Comment Linux UI as drying cement (Score 1) 503
What exactly is a "classic" desktop anyway? Are we talking classic Windows? Classic Mac OS? There's a constellation of UI paradigms which work. Some of them are mutually incompatible, you can't use them simultaneously. If you want to come up with something new, it has to actually work better than what we had before. If it merely works "as good" as what it's replacing then users won't be happy. You're changing things for the sake of change. So from those choices you pick the ones you think work best together and create a DE out of them. So we get Gnome Shell, KDE, XFCE, et al. Then there are the numerous eccentrics, throwbacks, and masochists running things like Awesome, DWM, Trinty, or any of the others which don't even add up to 1% all together.
I don't think Linux users are getting more pragmatic. The different camps have mostly just solidified around their own "classic" vision. There's 3-4 different main camps now depending how you choose to slice it, and numerous sub groups and forks if you drill down deeper. It'll always be more fragmented, contentious, and fluid than Windows or OS X. That's a good thing, as long as you have the wherewithal to navigate your way between all the various spin-offs and cousin projects spawned when the devs make a boneheaded change for change's sake. Gnome 2 users need to know enough that MATE is their upgrade path, etc.
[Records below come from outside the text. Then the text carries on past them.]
PR #334, opened 2020-01-08
#321

### LINKED ISSUE #321: Implement additional matching strategies and use negative lookahead regex
**Is your feature request related to a problem? Please describe.**

At the moment, access rules will match based on a regular expression, as documented [here (see bullet point `match`)](https://www.ory.sh/docs/oathkeeper/api-access-rules#access-rule-format).

There are two problems related to that:

1. The regex stdlib does not support negative lookahead, which can be cumbersome in real-world application as it's not possible to do a "match all except this one element".
2. Many developers do not like writing regular expressions, but are used to glob pattern matching instead.

**Describe the solution you'd like**

For **regex**, we should pick a different library (research needed as to which library suits the best) - one that supports negative lookahead/behind and replace the stdlib regex with that one. There should not be any backwards incompatible changes here!

For **glob matching**, we should use [gobwas/glob](https://github.com/gobwas/glob). Before implementing glob matching, we have to decide:

1. How will the access rule decide if glob or regex should be used?
2. What should the default behavior be glob or regex?

Once these decisions are made, we need to:

1. If the default behavior is glob, we need to implement an access [rule migrator](https://github.com/ory/oathkeeper/blob/master/rule/rule_migrator.go) that explicitly enables the "regex" matching strategy.
2. An abstraction needs to be implemented in the matching algorithm so that we can easily add new pattern matchers easily and without a lot of work.
3. These changes need to be documented.

ayzu:
## Related issue

Closes #321 

## Checklist

- [X ] I have read the [contributing guidelines](../blob/master/CONTRIBUTING.md)
- [X ] I have read the [security policy](../security/policy)
- [X ] I confirm that this pull request does not address a security
      the changes.
- [X ] I have added tests that prove my fix is effective or that my feature works
- [X ] I have added necessary documentation within the code base (if appropriate)
- [X ] I have documented my changes in the

### DIFF
--- a/README.md
+++ b/README.md
@@ -4,6 +4,8 @@
     <a href="https://discord.gg/PAMQWkr">Chat</a> |
     <a href="https://community.ory.sh/">Forums</a> |
     <a href="http://eepurl.com/di390P">Newsletter</a><br/><br/>
+    <a href="https://www.ory.sh/docs/guides/master/oathkeeper/">Guide</a> |
+    <a href="https://www.ory.sh/docs/oathkeeper/sdk/api">API Docs</a> |
     <a href="https://www.ory.sh/docs/oathkeeper/">Guide</a> |
     <a href="https://www.ory.sh/docs/oathkeeper/sdk/api">API Docs</a> |
     <a href="https://godoc.org/github.com/ory/oathkeeper">Code Docs</a><br/><br/>
--- a/README.md
+++ b/README.md
@@ -257,7 +257,6 @@ The Guide is available
 [here](https://www.ory.sh/docs/oathkeeper/).
 
 ### HTTP API documentation
-
 The HTTP API is documented
 [here](https://www.ory.sh/docs/oathkeeper/sdk/api).
 
--- a/README.md
+++ b/README.md
@@ -4,10 +4,8 @@
     <a href="https://discord.gg/PAMQWkr">Chat</a> |
     <a href="https://community.ory.sh/">Forums</a> |
     <a href="http://eepurl.com/di390P">Newsletter</a><br/><br/>
-    <a href="https://www.ory.sh/docs/guides/master/oathkeeper/">Guide</a> |
     <a href="https://www.ory.sh/docs/oathkeeper/sdk/api">API Docs</a> |
     <a href="https://www.ory.sh/docs/oathkeeper/">Guide</a> |
-    <a href="https://www.ory.sh/docs/oathkeeper/sdk/api">API Docs</a> |
     <a href="https://godoc.org/github.com/ory/oathkeeper">Code Docs</a><br/><br/>
     <a href="https://opencollective.com/ory">Support this project!</a>
 </h4>
@@ -257,6 +255,7 @@ The Guide is available
 [here](https://www.ory.sh/docs/oathkeeper/).
 
 ### HTTP API documentation
+
 The HTTP API is documented
 [here](https://www.ory.sh/docs/oathkeeper/sdk/api).
 
--- a/driver/configuration/provider.go
+++ b/driver/configuration/provider.go
@@ -19,6 +19,15 @@ const (
 	ForbiddenStrategyErrorType = "forbidden"
 )
 
+// MatchingStrategy defines matching strategy such as Regexp or Glob.
+type MatchingStrategy int
+
+// Possible values.
+const (
+	Regexp MatchingStrategy = iota
+	Glob
+)
+
 type Provider interface {
 	CORSEnabled(iface string) bool
 	CORSOptions(iface string) cors.Options
@@ -33,6 +42,7 @@ type Provider interface {
 	ProxyIdleTimeout() time.Duration
 
 	AccessRuleRepositories() []url.URL
+	AccessRuleMatchingStrategy() MatchingStrategy
 
 	ProxyServeAddress() string
 	APIServeAddress() string
--- a/driver/configuration/provider.go
+++ b/driver/configuration/provider.go
@@ -20,12 +20,13 @@ const (
 )
 
 // MatchingStrategy defines matching strategy such as Regexp or Glob.
-type MatchingStrategy int
+// Empty string defaults to "regexp"
+type MatchingStrategy string
 
-// Possible values.
+// Possible matching strategies.
 const (
-	Regexp MatchingStrategy = iota
-	Glob
+	Regexp MatchingStrategy = "regexp"
+	Glob   MatchingStrategy = "glob"
 )
 
 type Provider interface {
--- a/driver/configuration/provider.go
+++ b/driver/configuration/provider.go
@@ -20,7 +20,7 @@ const (
 )
 
 // MatchingStrategy defines matching strategy such as Regexp or Glob.
-// Empty string defaults to "regexp"
+// Empty string defaults to "regexp".
 type MatchingStrategy string
 
 // Possible matching strategies.
--- a/pipeline/authz/keto_engine_acp_ory.go
+++ b/pipeline/authz/keto_engine_acp_ory.go
@@ -94,6 +94,11 @@ func (a *AuthorizerKetoEngineACPORY) Authorize(r *http.Request, session *authn.A
 		return err
 	}
 
+	// only Regexp matching strategy is supported for now.
+	if !(a.c.AccessRuleMatchingStrategy() == "" || a.c.AccessRuleMatchingStrategy() == configuration.Regexp) {
+		return helper.ErrNonRegexpMatchingStrategy
+	}
+
 	subject := session.Subject
 	if cf.Subject != "" {
 		templateId := fmt.Sprintf("%s:%s", rule.GetID(), "subject")
--- a/pipeline/authz/keto_engine_acp_ory.go
+++ b/pipeline/authz/keto_engine_acp_ory.go
@@ -94,11 +94,6 @@ func (a *AuthorizerKetoEngineACPORY) Authorize(r *http.Request, session *authn.A
 		return err
 	}
 
-	compiled, err := rule.CompileURL()
-	if err != nil {
-		return errors.WithStack(err)
-	}
-
 	subject := session.Subject
 	if cf.Subject != "" {
 		templateId := fmt.Sprintf("%s:%s", rule.GetID(), "subject")
@@ -116,11 +111,11 @@ func (a *AuthorizerKetoEngineACPORY) Authorize(r *http.Request, session *authn.A
 	var b bytes.Buffer
 	u := fmt.Sprintf("%s://%s%s", r.URL.Scheme, r.URL.Host, r.URL.Path)
 
-	action, err := compiled.Replace(u, cf.RequiredAction, -1, -1)
+	action, err := rule.Replace(u, cf.RequiredAction)
 	if err != nil {
 		return errors.WithStack(err)
 	}
-	resource, err := compiled.Replace(u, cf.RequiredResource, -1, -1)
+	resource, err := rule.Replace(u, cf.RequiredResource)
 	if err != nil {
 		return errors.WithStack(err)
 	}
@@ -140,10 +135,10 @@ func (a *AuthorizerKetoEngineACPORY) Authorize(r *http.Request, session *authn.A
 	}
 
 	req, err := http.NewRequest("POST", urlx.AppendPaths(baseURL, "/engines/acp/ory", flavor, "/allowed").String(), &b)
-	req.Header.Add("Content-Type", "application/json")
 	if err != nil {
 		return errors.WithStack(err)
 	}
+	req.Header.Add("Content-Type", "application/json")
 
 	res, err := a.client.Do(req)
 	if err != nil {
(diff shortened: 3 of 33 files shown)


ayzu:
@aeneasr probably, it would make sense to discuss the draft, to verify whether I am heading the right direction.

aeneasr:
@ayzu yes, I will review it now. By the way, did you see the E-Mail from Jared?

ayzu:
Yes, I replied to it recently. Next week Thursday works for me, which
time works best for you?

driver/configuration/provider.go
```diff
@@ -19,6 +19,15 @@ const (
 	ForbiddenStrategyErrorType = "forbidden"
 )
 
+// MatchingStrategy defines matching strategy such as Regexp or Glob.
+type MatchingStrategy int
+
+// Possible values.
+const (
+	Regexp MatchingStrategy = iota
```
aeneasr: Would it maybe make more sense to have those as string constants `regexp` and `glob` - then it might be easier and read to debug if problems arise :)

rule/fetcher_default.go
```diff
@@ -197,12 +198,30 @@ func (f *FetcherDefault) watch(ctx context.Context, watcher *fsnotify.Watcher, e
...
 
 		return nil
 	})
 
-	f.enqueueEvent(events, event{et: eventRepositoryConfigChange, source: "entrypoint"})
+	var initialConfig map[string]interface{}
+
+	f.enqueueEvent(events, event{et: eventRepositoryConfigChanged, source: "entrypoint"})
+
+	viperx.AddWatcher(func(e fsnotify.Event) error {
```
aeneasr: Note to myself: Check if this will work as intended

rule/repository_memory.go
```diff
@@ -104,17 +121,18 @@ func (m *RepositoryMemory) Set(ctx context.Context, rules []Rule) error {
...
 	var rules []Rule
 	for k := range m.rules {
 		r := &m.rules[k]
-		if err := r.IsMatching(method, u); err == nil {
+		if matched, err := r.IsMatching(m.matchingStrategy, method, u); err != nil {
+			return nil, errors.WithStack(err)
+		} else if matched {
 			rules = append(rules, *r)
 		}
-		m.rules[k] = *r
```
aeneasr: This will disable caching of the matcher. I think that's ok for an interim solution but we should prevent recompiling the regular and glob expressions on every request. One thing to figure out is how that works depending on the matching strategy.

rule/rule.go
```diff
@@ -138,14 +140,6 @@ type Upstream struct {
 
 var _ json.Unmarshaler = new(Rule)
 
-func NewRule() *Rule {
```
aeneasr: A particular reason for removing this?

rule/rule.go
```diff
@@ -210,6 +209,17 @@ func (r *Rule) CompileURL() (*regexp.Regexp, error) {
...
 
+// Replace searches the input string and replaces each match (with the rule's pattern)
+// found with the replacement text.
+func (r *Rule) Replace(input, replacement string) (string, error) {
+	re, err := r.compileRegexp()
+	if err != nil {
+		return "", errors.WithStack(err)
+	}
+
+	return re.Replace(input, replacement, -1, -1)
```
aeneasr: Just a nitpick: while this is equivalent to `ReplaceAllString` I think that `ReplaceAllString` is more readable :)

rule/rule_test.go
```diff
@@ -42,7 +44,120 @@ func TestRule(t *testing.T) {
...
+		{
+			method:        "DELETE",
+			url:           "https://localhost/users/admin",
+			expectedMatch: false,
+			expectedErr:   nil,
+		},
+	}
+	for ind, tcase := range tests {
+		t.Run(string(ind), func(t *testing.T) {
+			matched, err := r.IsMatching(configuration.Regexp, tcase.method, mustParse(t, tcase.url))
```
aeneasr: I assume this will be `configuration.Glob` in the future? :)

rule/rule.go
ayzu: I didn't see usages of it.

pipeline/authz/keto_engine_acp_ory.go
```diff
@@ -115,9 +110,19 @@ func (a *AuthorizerKetoEngineACPORY) Authorize(r *http.Request, session *authn.A
 
 	var b bytes.Buffer
 	u := fmt.Sprintf("%s://%s%s", r.URL.Scheme, r.URL.Host, r.URL.Path)
+
+	action, err := rule.Replace(u, cf.RequiredAction)
```
ayzu: @aeneasr Do you intend to have this Replace functionality for regexp strategy only or for both regexp and glob?

aeneasr: Hm, that is a good question. I'm not sure if we can actually use this for glob, right?

I also think that we should really update this handler and make it more generic. So it would be fine for me to just support this specific handler for regexp, and throw an error if glob is used (for now).

What do you think?

ayzu: I agree. I don't see the out-of-the-box replacement functionality for glob.

We can add a check for a flavour here: https://github.com/ory/oathkeeper/blob/master/pipeline/authz/keto_engine_acp_ory.go#L111 and return an error if it is not a blank string (defaults to regex), "regex" or "text". Otherwise, we invoke `rule.ReplaceAllString` and proceed as usual. We can rename this method to `RegexpReplaceAll` to show that currently only regexp replacement is supported. What do you think? 

What's the difference, by the way, between "text" and "regex"? It seems like both flavours invoke `regexp.ReplaceAllString`.

ayzu: > Hm, that is a good question. I'm not sure if we can actually use this for glob, right?
> 
> I also think that we should really update this handler and make it more generic. So it would be fine for me to just support this specific handler for regexp, and throw an error if glob is used (for now).
> 
> What do you think?

I agree. I don't see the out-of-the-box replacement functionality for glob.

We can add a check for a flavour here: https://github.com/ory/oathkeeper/blob/master/pipeline/authz/keto_engine_acp_ory.go#L111 and return an error if it is not a blank string (defaults to regex), "regex" or "text". Otherwise, we invoke `rule.ReplaceAllString` and proceed as usual. We can rename this method to `RegexpReplaceAll` to show that currently only regexp replacement is supported. What do you think? 

What's the difference, by the way, between "text" and "regex"? It seems like both flavours invoke `regexp.ReplaceAllString`.

aeneasr: > return an error if it is not a blank string (defaults to regex), "regex" or "text". Otherwise, we invoke rule.ReplaceAllString and proceed as usual. We can rename this method to RegexpReplaceAll to show that currently only regexp replacement is supported. What do you think?
>
> What's the difference, by the way, between "text" and "regex"? It seems like both flavours invoke regexp.ReplaceAllString.

So the flavor is actually only relevant for the upstream service (ORY Keto), not for ORY Oathkeeper itself. Therefore, the flavor does not matter regarding the logic here - we can simply decide based on the access_rule matching strategy!

driver/configuration/provider.go
ayzu: yes, I agree. changed

pipeline/authz/keto_engine_acp_ory.go
ayzu: ok, thank you, @aeneasr 

As we discussed, I added a new interface `MatchingEngine` and its glob implementation. 

I will some tests and update documentation later.

rule/rule.go
```diff
@@ -49,9 +47,6 @@ type Match struct {
 	// You can use regular expressions in this field to match more than one url. Regular expressions are encapsulated in
```
ayzu: TODO: glob example

ayzu:
@aeneasr one more general question, about copyright in newly created files. Is it supposed to be the same as in existing ones? How about the copyright years?

aeneasr:
> @aeneasr one more general question, about copyright in newly created files. Is it supposed to be the same as in existing ones? How about the copyright years?

Yeah we haven't really been super diligent with that. We definitely need something to automate this in the future. Maybe via the CI or something.

ayzu:
@aeneasr I have created a corresponding PR in docs repo. I believe this PR now is review-ready:)

rule/matcher_test.go
```diff
@@ -119,3 +120,87 @@ func TestMatcher(t *testing.T) {
...
+		}
+	}
+
+	for name, matcher := range map[string]m{
+		"memory": NewRepositoryMemory(new(mockRepositoryRegistry)),
+	} {
+		t.Run(fmt.Sprintf("matcher=%s", name), func(t *testing.T) {
+			require.NoError(t, matcher.SetMatchingStrategy(context.Background(), configuration.Glob))
+			t.Run("case=empty", func(t *testing.T) {
+				testMatcher(t, matcher, "GET", "https://localhost:34/baz", true, nil)
```
ayzu: Not sure about merging this test, as we already have nested t.Run

ayzu:
Hi @aeneasr !

As discussed, I have merged the tests.

I have one check failing: https://circleci.com/gh/ory/oathkeeper/3381?utm_campaign=vcs-integration-link&utm_medium=referral&utm_source=github-checks-link

> [198/323] pkg:golang/github.com/opencontainers/runc@0.1.1  [Vulnerable]    1 known vulnerabilities affecting installed version

This is an indirect dependency. As far as I understand 0.1.1 is the latest stable version (though they do have some newer release candidates). 

What do you think?

aeneasr:
> This is an indirect dependency. As far as I understand 0.1.1 is the latest stable version (though they do have some newer release candidates).

The CVE affects everything below 1.0.0-rc.7 I believe. I've updated ory/x (which uses ory/dockertest, which uses runc) to bump runc -> dockertest -> x. If you update ory/x (which it is on master I believe so a merge/rebase should be enough) it should work :)

ayzu:
Yes, ory/x -> dockertst -> runc

ory/x v0.0.93 (latest tag) depends on runc 1.0.0-rc9 and we can use it.

Some other dependencies in `ory/oathkeeper` require the previous version of
ory/x:

 go mod graph | grep github.com/ory/x
github.com/ory/oathkeeper github.com/ory/x@v0.0.93
github.com/ory/sdk/swagutil@v0.0.0-20200202121523-307941feee4b
github.com/ory/x@v0.0.88
github.com/ory/go-acc@v0.1.0 github.com/ory/x@v0.0.85

Do you want me to update them? An alternative would be to use `replace`
statement in `ory/oathkeeper` for dependency `ory/x` 0.0.93

aeneasr:
Yeah, you have to update ory/x to 0.0.93 :) The library is very unstable, there might be build issues but they should be easy to resolve. If not, I can help

ayzu:
ok, @aeneasr 

I did a rebase, so now it uses ory/x 0.0.93

README.md
```diff
@@ -4,6 +4,8 @@
     <a href="https://discord.gg/PAMQWkr">Chat</a> |
     <a href="https://community.ory.sh/">Forums</a> |
     <a href="http://eepurl.com/di390P">Newsletter</a><br/><br/>
+    <a href="https://www.ory.sh/docs/guides/master/oathkeeper/">Guide</a> |
+    <a href="https://www.ory.sh/docs/oathkeeper/sdk/api">API Docs</a> |
```
aeneasr: These are duplicates

README.md
```diff
@@ -255,7 +257,6 @@ The Guide is available
 [here](https://www.ory.sh/docs/oathkeeper/).
 
 ### HTTP API documentation
-
```
aeneasr: Revert pls

rule/engine_glob.py.go
```diff
@@ -0,0 +1,95 @@
+package rule
```
aeneasr: A particular reason for naming this file `.py.go`? If not, let's rename it to `engine_glob.go` :)

rule/engine_regexp.go
```diff
@@ -0,0 +1,46 @@
+package rule
+
+import (
+	"hash/crc32"
```
aeneasr: Let's use `crc64` instead to reduce the likelihood of collisions :)

rule/engine_glob.py.go
```diff
@@ -0,0 +1,95 @@
...
+
+import (
+	"bytes"
+	"hash/crc32"
```
aeneasr: Let's use `crc64` instead to reduce the likelihood of collisions :)

rule/matcher_test.go
aeneasr: That's not a problem, we can nest `t.Run` I think merging the tests would save a bit of maintenance work later on :)

ayzu:
> Sweet! Just some minor things but I think this is good to merge after they have been addressed!

Thank you for the comments, I have updated the code.

aeneasr:
Awesome, thank you for your hard work!

ayzu:
Happy to commit and thank you for the reviews!

aeneasr:
No problem, will probably roll out a new release for this soon :)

I've actually been using Unity these days. It's level of polish and completeness is better than anything else I've found and it replicates the features I most enjoy from OS X. I had to install a less offensive theme and icon pack, change the system font to Lucida Grande, but after that it's a very nice desktop. I only have a few criticisms: you can't move the dock to the bottom; the search features aren't as simple and elegant as Spotlight, lenses are over-engineered and pointlessly complicated for what the achieve even if it's a more powerful tool overall; and there are a couple minor GUI glitches which I've come to find unacceptable after spending so much time in the pixel-perfect world Apple has created.